Numbers were less positive when it came to dental care. Responses from Buena Vista residents indicated that 80 percent of the families couldn’t afford to pay for their children’s needed dental care. The survey also found that one third of the children have not visited a dentist in the past 24 months.
The study concluded that overall, “the children living in Buena Vista, despite being raised in a low-income family and despite the problems often faced by Hispanic families in California, are benefiting from a strong educational experience, and the local availability of health insurance and health care providers.”

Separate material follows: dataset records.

PR #268, opened 2015-08-08
§I.3 protections for non-citizens/non-residents

Jean-LouisMesic:
Tourists, foreign merchants, and other foreigners were not previously protected under §I.3.


KacperZajc:
let's call it 'and others currently under jurisdiction of the FRL'

Issue #252, opened 2015-08-02
To be dealt with later


ghost:
Here is a list of topics that will be dealt with later:

1. Damages 
2. Electoral system and removal of Assembly Representatives
3. Intellectual property rights
4. International jurisdiction

terrorist96:
Don't forget https://github.com/liberland/constitution/issues/239

yopdog:
You should also add #250: 'privacy and free speech'

KacperZajc:
@yopdog Ive changed it already.

yopdog:
>nothing in this provision shall prevent the collection of information which has been made available to the public or shared utterly voluntarily.

I think the wording can be improved slightly:    
>nothing in this provision shall prevent the collection and sharing of information which has been made available to the public in any way. 

By adding 'in any way' it makes it clear that public information can be shared freely regardless of how it became public. 

Alternatively, we can use this wording:
>nothing in this provision shall prevent the collection and sharing of public information regardless of how it became public.

KacperZajc:
...nothing in this provision shall prevent the collection of information which has been made available to the public in any way or shared utterly voluntarily.

I want to keep 'made available to the public' and 'shared voluntarily' separate. The former refers to information which was published, the latter refers to information which was told the Agents of the PA face to face.

yopdog:
Yes this is good, but what about the 'and sharing' part? I think it makes clearer that the information can be used freely by anyone and not only for LE purposes.

Auahi:
Just had a good idea for taxation and I want to post it here before I forget it, What if we taxed residents of Liberland on income they make in Liberland up to a certain amount. Example:

If I make €100 000 and the average person being taxed makes €50 000 I will only be taxed on what the average person makes so the tax rate will only apply on the first €50 000 I make and I get to keep the rest free of tax, I think a tax rate of 5% to 15% is on income is a good range

Also Land tax is really unnecessary and not right, you shouldn't have to pay to live in your home after you've payed off any loans you have...

KacperZajc:
I really cant stress this enough - there will be ABSOLUTELY no direct taxes

Auahi:
[...]

PR #284, opened 2015-08-11
Provision §II.4. Wording

yopdog:
>nothing in this provision shall prevent the collection of information which has been made available to the public or shared utterly voluntarily.

Changed to:
>nothing in this provision shall prevent the collection and sharing of information which has been made available to the public in any way or shared utterly voluntarily.

??


terrorist96:
Facially, I'm not opposed to this change. However, I have to ask: what purpose do you hope to fulfil by making this change?

yopdog:
'in any way' - makes it clear that regardless of how information becomes public it is free to use by anyone. 

'and sharing' - I think it's just better wording. makes it clear that you can use the information however you want. 

see #252

terrorist96:
> 'in any way' - makes it clear that regardless of how information becomes public it is free to use by anyone.

There's no qualifiers listed for how it became public, so it covers any situation by default. 

> 'and sharing' - I think it's just better wording. Makes it clear that you can use the information however you want.

If you can collect it, sharing is moot. Sharing would only be disallowed for nonpublic information. 

Like I said, I'm not against these revisions, but I think the current language covers the situations you wish to protect.

yopdog:
Yes, I see what you mean, but I still stand on this change. It makes it harder to interpret it differently. What you may see as the default by your logic, may not be what others see according to their interpretation.

KacperZajc:
Im with @terrorist96 on that.

Issue #281, opened 2015-08-09
up for discussion 


ghost:
1. Citizens' right to repeal legislation
2. Minority's right to veto bills
3. The right not to appear in court
4. Judicial election.
5. Religious neutrality
6. Expiration of 'Special Powers' Clause
7. Supreme Court vote 
8. Expiration of laws
9. Polycentric republic philosophy 
10. Jury acquittal expressly based on morality
11. Fair Representation

terrorist96:
> Assembly one-off projects

Private contractors are sufficient.

> Ban/restriction on possession of shares in companies by Members of the PA

The language needs to be crafted very carefully. Also, I'm in favor of requiring candidates/members to disclose the identity of large donors to their campaigns.

> Recall process for Assembly Representatives

Yes plz. And perhaps - *maybe* - for the Chancellor too?

jasonmullins:
I very much favor specifying the right of citizens' to repeal acts.

terrorist96:
> Citizens' right to repeal legislation

Jury nullification is already allowed. 

> Minority's right to veto bills

It'd be nice in concept, but I think it'd cripple the system too much to the point that nothing would ever get accomplished.

jasonmullins:
> Citizens' right to repeal legislation
I don't think jury nullification is the same thing as repealing a bad law.  Are you saying a single jury can decide on nullification and then nobody else will ever be charged using the same law?  In modern government, it is nearly impossible to get rid of an old law because of the vocal minority and apathy.  I just think we need a way to repeal bad laws that doesn't involve elected politicians having to take on the political risk to do it.
> Minority's right to veto bills
I disagree.  I don't think just laws will even make it to this point in the process.  Also, it's not a stretch to think that if you can't get 3/5 to support a law then it's probably an unjust law.  A good law should be non-controversial imo.

terrorist96:
> Are you saying a single jury can decide on nullification and then nobody else will ever be charged using the same law?

No, but a prosecutor would have trouble obtaining a conviction if no Jury would be willing to convict under that law. The law would naturally be repealed itself.
I'm not opposed to allowing referendums for repealing laws; I just don't think it's super necessary because of all the other checks and balances we have in place.

jasonmullins:
That's a good point.  It might not be the most pressing issue - I've just always found it frustrating that there's no good way to get rid of laws.  Also - even if they can't get a conviction, a not-so-noble government could still use the law as a type of harassment as a way to get warrants and stuff.

[...]

PR #286, opened 2015-08-12
Allow minority to veto ordinary bills

jasonmullins:
I believe that a significant minority should be empowered to veto ordinary bills.  This will also help to dampen 2 party politics.  Any thoughts?


KacperZajc:
Im putting it up for discussion #281

PR #288, opened 2015-08-12
General repeal

jasonmullins:
I noticed some debate about the sunset clause.  Something like this could be a compromise.


KacperZajc:
Im putting it up for discussion #281

PR #292, opened 2015-08-14
Public Prosecutor

yopdog:
>The criminal offences in the Free Republic of Liberland shall be prosecuted by the Office of the Public Prosecutor of the Free Republic of Liberland, headed by the Chief Public Prosecutor.

Does the public prosecutor really need to be involved in criminal offences between citizens? Can't this be handled through private prosecution? I see no reason for why we need the public prosecutor to prosecute on behalf of the citizens. After all, when a person commits an offence it should be up to the victim to decide whether or not to press charges. What's more this could potentially act as a loophole for the victimless crimes provision if the public prosecutor chooses to prosecute on behalf of the "victim" even if the "victim" has no intention of pressing charges himself.

Unless there is a good reason for this, I would suggest the following change:       

>§V.10. The Office of the Public Prosecutor shall be the main body in charge of prosecuting on behalf of the Public Administration, headed by the Chief Public Prosecutor.

>   §V.10(1) The Chief Public Prosecutor shall be appointed by the Chancellor for a term not exceeding six years.
   §V.10(2) The Chief Public Prosecutor shall be removable from the office by the Citizens with a majority of two-thirds vote in a referendum called by 10% of all Citizens.
   §V.10(3) The Public Prosecutor shall deal only on issues involving the Public Administration.


terrorist96:
> After all, when a person commits an offence it should be up to the victim to decide whether or not to press charges.

This is already the case.

> -  * **§V.10(3)** Prosecutions shall be brought on behalf of the Citizens or with the express and informed consent of the victim where appropriate.

edwardtjgerety:
This I am 100% agreement.  The governments in the US and Australia use judicial tricks file charges without a victim to press for bigger gains against citizens.

yopdog:
@terrorist96 It says "where appropriate" so there can still be a situation where the public prosecutor chooses to prosecute when the victim has no intention of doing so. Regardless, I still see no reason for the government to be involved in this in the first place.

KacperZajc:
'where appropriate' refers situations where the victim cannot consent (e.g. murder) or there is no one specific victim (e.g. cruelty to animals)

yopdog:
@KacperZajc ok, but I still don't see why the government needs to be involved in this at all. The government should only be involved in things it absolutely has to. Prosecution is something that can handled privately, there is simply no reason this.

terrorist96:
I would support removing `or` from the clause. 
> §V.10(3) Prosecutions shall be brought on behalf of the Citizens or with the express and informed consent of the victim where appropriate.
@yopdog maybe the family of a murder victim doesn't want to burden themselves with a lawsuit in order to make sure the offender gets punished. They always still have the opportunity to sue in Civil Court, right? Or would that constitute double jeopardy? In the USA, it doesn't.

KacperZajc:
We cant remove OR because as I pointed out, there might be no victim to consent in some situations.

yopdog:
@terrorist96 Even in that case there are free market solutions.

see:https://en.wikipedia.org/wiki/Prosecution_association

A bit of history on private prosecution England:

>In the early history of England, the victim of a crime and his family had the right to hire a private lawyer to prosecute criminal charges against the person alleged to have injured the victim.[14] In the 18th century, prosecution was private of almost all criminal offences against the person, usually by the victim.[15] One reason for this was that prosecution had never been conceived of as a public matter. The English system was based on the principles of individual and local prosecution in which the right of the private citizen was paramount.[16][17] The exception to this norm was in offences where the victim was the Crown, and the Attorney-General and the Solicitor-General represented the prosecution at State trials; for an example, see the 1637 ship money tax protest case of John Hampden. https://en.wikipedia.org/wiki/Private_prosecution#England_and_Wales

terrorist96:
@KacperZajc The `where appropriate` part covers that. 
@yopdog That's interesting, but what if they can't afford to hire a lawyer? The Constitution allows for free legal representation in cases where you are the defendant, but not if you're the plaintiff.

yopdog:
@terrorist96 It's my understanding that the budget will be financed voluntarily. Given that fact, what difference would it make if financial help comes from the PA or a private organization? In both cases, the money for 'free legal representation' can be considered a volentary contribution. Furthermore, there are many market solutions for this problem, which could include taking insurance before to cover such costs or taking out a loan that could later be paid back with money collected for damages.

terrorist96:
On one hand, I understand your free-market arguments, but on the other hand, I don't like the idea of Justice being based on your capability to seek it. Following this same argument, we would have to remove free legal representation/interpretation too.

yopdog:
As I pointed out in both cases the money will come from voluntary contributions. Whether that money comes from the government or a private institution makes no difference as to the availability of funds to help the poor.

People with money will always have the better of everything. That said, in the case of justice the victim at least has the right to be paid for damages which include all the legal costs he has incurred. This makes it possible for anyone to afforded justice if they are truly a victim of a crime. 

>Following this same argument, we would have to remove free legal representation/interpretation too.

The constitution grants the right to free legal counsel only to **defendants under prosecution** meaning that if for any reason there are no funds available for supplying free legal counsel to a person, the case will have to be dropped and the person will be free to go. Therefore, if the prosecutor really wants to continue the case against that person he will have to pay for his legal costs himself.

KacperZajc:
prosecution of criminals seems to be the very basic function of a state, arguably even rationale for its existence

terrorist96:
@KacperZajc keeping 'or' in the clause makes it meaningless. If a victim objects to the prosecution, the state can still prosecute because it can claim to be bringing the prosecution on behalf of the citizens in general.

yopdog:
@KacperZajc can you please keep this open? This discussion is in no way finished.

terrorist96:
:+1:

yopdog:
@KacperZajc If you have a good reason for why we need the government to be involved in prosecution I would like to hear it.

KacperZajc:
Because ordinary people have neither time nor means to do that.
But for those who do, the right to private prosecution is guaranteed.
If you want to expand this right, feel free to propose an amendment. 
But public prosecution as such remains, as this is one of the reasons we have states in the first place even under libertarian ideology.

terrorist96:
What about my concerns with keeping the word 'or' in the provision?

yopdog:
@KacperZajc Thanks for being clear on why you are opposed to this.
>Because ordinary people have neither **time** nor **means** to do that.

**Time**: Who said people have to do everything themselves? This is not a good argument since in the free market if you don't have time to do something you just pay someone else to do it for you. You could just as well say the government must grow tomatoes since nobody has time for it. I think you see my point. 
See: https://en.wikipedia.org/wiki/Prosecution_association

**Means**: This is not a good argument either. In Liberland, the budget will be entirely funded by voluntary contributions meaning that the government will not be in any more of a position to help the poor than any other private charity. In other words, having the government provide prosecution for the public will not guarantee prosecution for the poor any more than a private charity, since in both cases the funds are collected voluntarily. Please don't make the mistake of thinking that burdens on the public can be diminished through the government.   

That said, here are a few reasons why I believe we should not have the public prosecutor involved in offences between citizens:

1) The free market does it better - The government should not be involved in anything that could easily be done privately. Private prosecution is something that can definitely be provided through the market and could probably be provided more efficiently and with better quality. 

2) Dependency on government - The more we have to depend on the government to provide us with essential services the more power it will have over us. Why should we depend on the government to prosecute on our behalf when it could just as easily be provided through the market?     

3) It limits the power of government -  Taking away from the government the power to prosecute citizens is a good way to prevent victimless crimes from emerging. If the burden of prosecuting for victimless crimes falls on private individuals it is probably safe to guess they would never be enforced.

KacperZajc:
#305

PR #295, opened 2015-08-16
`may` vs `might`

terrorist96:
I feel like `may` is a better word to use in this context. It allows for discretion. Think of `shall issue` and `may issue` laws in the United States for permits to carry weapons. In addition, I feel like `might` is less formal.


KacperZajc:
Im fine with not using 'shall' here but Ive always thought might is a more formal version.

terrorist96:
Yes, we don't want to use `shall`, because that doesn't allow for discretion. The opposite of shall is may. I've never seen `might` used in a legal context.

PR #303, opened 2015-08-21

terrorist96:


terrorist96:
Actually, this can probably be ignored if we're restating article III entirely.

PR #319, opened 2015-08-26
Important Bill of Rights addition!

Auahi:
So this might sound arbitrary but this is very important, an example would be this: 

If a majority of people in Liberland wanted Sharia Law they "could" pass it since people claim sharia does not promote islam... There are many people who think a secular state can still be secular and have sharia law, well this law would stop or at least make it a lot harder to do so...


Auahi:
Maybe I'm just being ridiculous...

terrorist96:
:-1:

Auahi:
+* **§II.44.** No content be that religous or nonreligous which comes from or has any bases from a religous source shall not be inaugurated into law.

It's not bad it would just be a precaution, but I am being a little paranoid

PR #326, opened 2015-08-28
Cruel or unusual punishment

Auahi:
The prior paragraph just said no law can promote the application of torture or other cruel, unusual or degrading treatment, but this also makes it so courts can't give these as sentencings, since these sentencings aren't considered 'laws', if you understand what I'm trying to get at.

I'm just readdressing the outlaw of this in court.


Auahi:
Actually it's a little unnecessary after rereading.

PR #986, opened 2018-01-05
Fixed overflow from binary search in /lib/project/results-model.js

angwhen:
### Requirements

### Description of the Change

In the binary search below, the original calculation of mid may lead to overflow if the "low" and "high" variables are too large, and their sum reaches above the maximum number value. I found out about this problem in https://research.googleblog.com/2006/06/extra-extra-read-all-about-it-nearly.html .

### Alternate Designs

I also considered "const mid = low + Math.floor((high - low) / 2)", as opposed to "const mid = Math.floor(low + (high - low) / 2)", since they get the same result. I could not find any benefit of either over the other.

### Benefits

This will prevent binary search from failing on very large arrays, where high and low may both be respectively close the the maximum value.

### Possible Drawbacks

I don't think there are drawbacks unless I made coding errors. However, because Javascript has a very high maximum number value (https://stackoverflow.com/questions/307179/what-is-javascripts-highest-integer-value-that-a-number-can-go-to-without-losin) the change may not be necessary for most realistic cases.

### Applicable Issues

I don't think there are many additional application issues.

### DIFF
--- a/lib/project/results-model.js
+++ b/lib/project/results-model.js
@@ -342,7 +342,7 @@ var binaryIndex = function (array, value, comparator) {
   let low = 0
   let high = array.length
   while (low < high) {
-    const mid = Math.floor((low + high) / 2)
+    const mid = Math.floor(low + (high - low) / 2)
     if (comparator(array[mid], value) < 0) {
       low = mid + 1
     } else {


PoignardAzur:
This PR is made obsolete by #1002. Should be closed.

Issue #984, opened 2017-12-20
Search in Directory includes results from open, modified files outside directory


bhj:
### Prerequisites

* [X ] Put an X between the brackets on this line if you have done all of the following:
    * Reproduced the problem in Safe Mode: http://flight-manual.atom.io/hacking-atom/sections/debugging/#using-safe-mode
    * Followed all applicable steps in the debugging guide: http://flight-manual.atom.io/hacking-atom/sections/debugging/
    * Checked the FAQs on the message board for common solutions: https://discuss.atom.io/c/faq
    * Checked that your issue isn't already filed: https://github.com/issues?utf8=✓&q=is%3Aissue+user%3Aatom
    * Checked that there is not already an Atom package that provides the described functionality: https://atom.io/packages

### Description

Search in Directory includes results from file(s) outside the directory when the file(s) are open and modified (blue dot). This does not occur if the file(s) are open but unmodified.

### Steps to Reproduce

1. Open a file from the project folder
2. Modify the file without saving
3. Run Search in Directory with a search string said file contains, but choose a folder the file is not in

*Edit by @rsese to add expected/actual behavior*

**Expected behavior:** [What you expect to happen]

No results from the file in step 1.

**Actual behavior:** [What actually happens]

Results from the file in step 1.

**Reproduces how often:** [What percentage of the time does it reproduce?]

100%

### Versions

```
Atom    : 1.23.1
Electron: 1.6.15
Chrome  : 56.0.2924.87
Node    : 7.4.0
apm  1.18.11
npm  3.10.10
node 6.9.5 x64
atom 1.23.1
python 2.7.10
git 2.14.3

macOS 10.13.2
```

anderoonies:
i guess it should be clarified what the desired behavior is before moving forward with this
it makes sense to search buffers you have open, but the saved/unsaved distinction seems like it could be (and has been) confusing.
should search check the present working directory + all open buffers?

anderoonies:
this is a result of:
https://github.com/atom/find-and-replace/blob/3867553a839d4affe651d3669ba0f6d20e4b8dfd/lib/project/results-model.js#L35-L39

the subscription doesn't check if the modified item is part of the workspace's project before adding it to the result.

i'll have a PR up for this sometime soon

bhj:
Thanks for looking into this @anderoonies - it resulted in some unexpected "destructive" actions when doing a Replace All and thinking the scope would be limited to the directory.

rsese:
[...]

PR #988, opened 2018-01-10
Don't watch TextEditors outside of the current project in Project Find

anderoonies:
### Description of the Change

`workspace.scan` only searches the active `project`. However, `ResultsModel` was subscribing to all `TextEditor`s for updating the results of a search, including `TextEditors` that don't belong to the `project`.

To reproduce this, create a hierarchy something like

```
root
 |- 1.txt
 nested
  |- 2.txt
  |- 3.txt
```

and open atom with `atom nested`—specifically setting the project path to be `root/nested`. A Project Find will only include buffers in `nested` (2.txt, 3.txt).
Open 1.txt and modify its contents to include the search term. It will appear in the Results View.

This PR adds a simple check to the `ResultsModel` `workspace` subscription to prevent this from happening.

### Alternate Designs

The subscriptions could be exclusively created with TextEditors that exist in the current project, but managing creating/disposing of those adds complexity and room for error.

### Benefits

Removes confusion/unintuitive behavior around finding and replacing.

### Possible Drawbacks

May have become an anti-pattern, removal of which could cause confusion.
Specs became more complex because of the introduction of a level of nesting.

### Applicable Issues

#984


anderoonies:
@bhj this covers that case, too! good note, thanks for catching it

PR #992, opened 2018-01-17
Fix last result not clickable

### LINKED ISSUE #943: Last result in Project Find Results is not clickable due to scrollbar
### Prerequisites

### Description
When doing a find in project which generates a lot of results (enough to fill the window), you can't click on the last result because the (invisible) scrollbar is overlapping it.

### Steps to Reproduce
1. Search in project
2. Scroll to bottom to see last result
3. Click on result

**Expected behavior:**
Go to result

**Actual behavior:**
Nothing happens.

**Reproduces how often:**
100%

### Versions

OS X

Atom    : 1.20.0-dev-cb08c1b
Electron: 1.6.9
Chrome  : 56.0.2924.87
Node    : 7.4.0

apm  1.18.3
npm  3.10.10
node 6.9.5 x64
python 2.7.10
git 2.14.1

### Additional Information
It looks like the problem is twofold: there is an (invisible) horizontal scrollbar, which is not needed in this case, and it overlaps the last result, making it unclickable.

Only seems to happen when you have this setting enabled in OS X:

image

When you set it to "Always", a smaller, dark atom themed horizontal scrollbar appears in the search results, but it sits below the results as expected.

When the option is set to "When scrolling", you can observe two different horizontal scrollbars, depending on where you are with your mouse when scrolling left/right. The normal one appears when you're scrolling the results, but an ugly, grey scrollbar appears when you scroll while hovering over the last result.

I've tried to capture this in a GIF:

https://www.dropbox.com/s/pk636pllc8p71o6/scrollbars.gif?dl=0

If you click just above the scrollbar, on the last result, there's about a 2 pixel capture area which does allow you to click on the last result.

simurai:
### Description of the Change

This PR makes sure there is no horizontal scrollbar so that the last result can be clicked.

The problem is that these `<div>`s have `width: 100%`.

image

And the parent `list-tree` has some padding. But the `width: 100%` of the children doesn't take the padding into account and so they extend to much, causing the horizontal scrollbar to appear.

**Fix 1**: Move the padding from the parent `list-tree` into the children. Now the `width: 100%` matches the parent's width.

find

**Fix 2**: Adds some bottom padding so there is always some space reserved for the horizontal scrollbar. I think it still looks ok.

find

### Alternate Designs

We could also make these `<div>`s not take up `100%` width, but stretch them with `left: 0 right: 0`.

### Benefits

Last result is clickable.

### Possible Drawbacks

None

### Applicable Issues

Closes #943

### DIFF
--- a/lib/project/list-view.js
+++ b/lib/project/list-view.js
@@ -84,6 +84,7 @@ module.exports = class ListView {
 
     return $.div(
       {
+        className: 'results-view-container',
         style: {
           position: 'relative',
           height: '100%',
--- a/styles/find-and-replace.less
+++ b/styles/find-and-replace.less
@@ -275,6 +275,13 @@ atom-workspace.find-visible {
     position: relative;
     flex: 1;
 
+    &-container {
+      // adds some padding
+      // so the last item can be clicked 
+      // when there is a horizontal scrollbar -> #943
+      padding-bottom: @component-padding;
+    }
+
     .list-tree .path {
       padding: 0 0 0 @component-padding;
     }
--- a/styles/find-and-replace.less
+++ b/styles/find-and-replace.less
@@ -241,6 +241,7 @@ atom-workspace.find-visible {
   position: relative;
   display: flex;
   flex-direction: column;
+  padding: 0;
 
   .preview-header {
     display: flex;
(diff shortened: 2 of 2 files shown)


adamreisnz:
Awesome thanks for the fix guys! 🎉

PR #994, opened 2018-01-19
Responsive results header

simurai:
### Description of the Change

- [x] This PR makes the results header responsive, so it can be used in more narrow panes or even as a dock item.
- [x] Reduces the indentation of the code in search results.

find

### Alternate Designs

Personally I'd like the "Collapse All" and "Expand All" just be a single toggle button. And also only have a single show/hide more lines number stepper that changes above and below.

### Benefits

Allows the search results be in a narrow place.

### Possible Drawbacks

None.

### Applicable Issues

This is a follow up to #992.

### DIFF
--- a/lib/project/results-pane.js
+++ b/lib/project/results-pane.js
@@ -93,7 +93,7 @@ class ResultsPaneView {
             {
               ref: 'previewControls',
               className: 'preview-controls',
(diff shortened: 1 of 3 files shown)


simurai:
Gonna merge even though it looks like Travis is stuck.

PR #1014, opened 2018-04-11
Check if an active editor exists when toggling "Only in Selection"

### LINKED ISSUE #1012: `Only in Selection` option with no open files throws an error
If you open a project and there are no open buffers, enabling `Only in Selection` in file find will generate the error below.

[Enter steps to reproduce:]

1. Open atom/atom in safe mode `atom --safe .`
2. Close any open buffers
3. `Find and Replace: Show`
4. Enable `Only in Selection`

Doesn't reproduce in 1.26.0-beta0, https://github.com/atom/find-and-replace/pull/1007 maybe related?

**Atom**: 1.27.0-dev-8ef1a05f2 x64
**Electron**: 1.7.11
**OS**: Mac OS X 10.12.6
**Thrown From**: Atom Core

### Stack Trace

Uncaught TypeError: Cannot read property 'getSelectedBufferRanges' of null

```
At /Applications/Atom.app/Contents/Resources/app/node_modules/find-and-replace/lib/find-view.js:712

TypeError: Cannot read property 'getSelectedBufferRanges' of null
    at FindView.toggleSelectionOption (/Applications/Atom.app/Contents/Resources/app/node_modules/find-and-replace/lib/find-view.js:712:37)
```

### Commands

```
     -0:05.8.0 core:close (input.hidden-input)
     -0:05.1.0 find-and-replace:show (atom-workspace.workspace.scrollbars-visible-always.theme-base16-tomorrow-dark-theme.theme-one-dark-ui)
```

### Non-Core Packages

```

```

thomasjo:
### Description of the Change

This resolves the null reference error reported in #1012 by simply checking if an active editor exists in the workspace. The bug was introduced in #1007, specifically [this change](https://github.com/atom/find-and-replace/pull/1007/files#diff-031d2cf6de79608fdbf0fde30f0fc2f8R701).

Note that I haven't found a simple way of implementing a regression test for this. I tried spying on `atom.onDidThrowError`, the notification system, etc. They work OK-ish when the test fails prior to applying this PR since I was using `waitsFor`. Although, that means once the fix has been applied, the `waitsFor` block in the regression test waits until timeout, which seems a bit unfortunate. Any proposals for writing a good regression test is very much appreciated.

### Alternate Designs

No other alternatives were considered.

### Benefits

Fixes an uncaught exception thrown by core functionality.

### Possible Drawbacks

None.

### Applicable Issues

Fixes #1012

### DIFF
--- a/lib/find-view.js
+++ b/lib/find-view.js
@@ -698,7 +698,9 @@ class FindView {
 
   toggleSelectionOption() {
     this.search({inCurrentSelection: !this.model.getFindOptions().inCurrentSelection});
-    if (this.model.getEditor().getSelectedBufferRanges().every(range => range.isEmpty())) {
+
+    let editor = this.model.getEditor();
+    if (editor && editor.getSelectedBufferRanges().every(range => range.isEmpty())) {
       this.selectFirstMarkerAfterCursor();
     }
   }


rsese:
Thanks @thomasjo :bow:

PR #1015, opened 2018-04-21
Add keymaps for home and end to project search

PoignardAzur:
### Description of the Change

Adds keymaps when pressing "home" and "end" in project search, that trigger `ResultsView.moveToTop` and `ResultsView.moveToBottom` respectively.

“These benefits stand in stark contrast to low-income Hispanic children living in less affluent communities than Palo Alto, communities that do not enjoy the same educational and health care resources,” the authors wrote. “It remains an open question how the life course trajectory of these children would be affected were the Buena Vista Mobile Home Park to be closed, necessitating relocation of these families to communities without the same level of resources and amenities.”
Barr, who summarized the study’s findings at Monday’s council meeting, said the study was prompted by his and Padilla’s realization that very little is known about the children of Buena Vista, a community that rarely made headlines before the proposed closure. The study alludes to the “scarcity of accurate information about the individuals and families who live there.” This prompted the Stanford professors and their graduate students to ask: Who are they?
“The children of Buena Vista — all 129 of them — are getting substantial benefits from living in a community such as Palo Alto with the facilities and amenities such as the school district and the medical care facilities that are a tremendous benefit and resource to them,” Barr told the council Monday.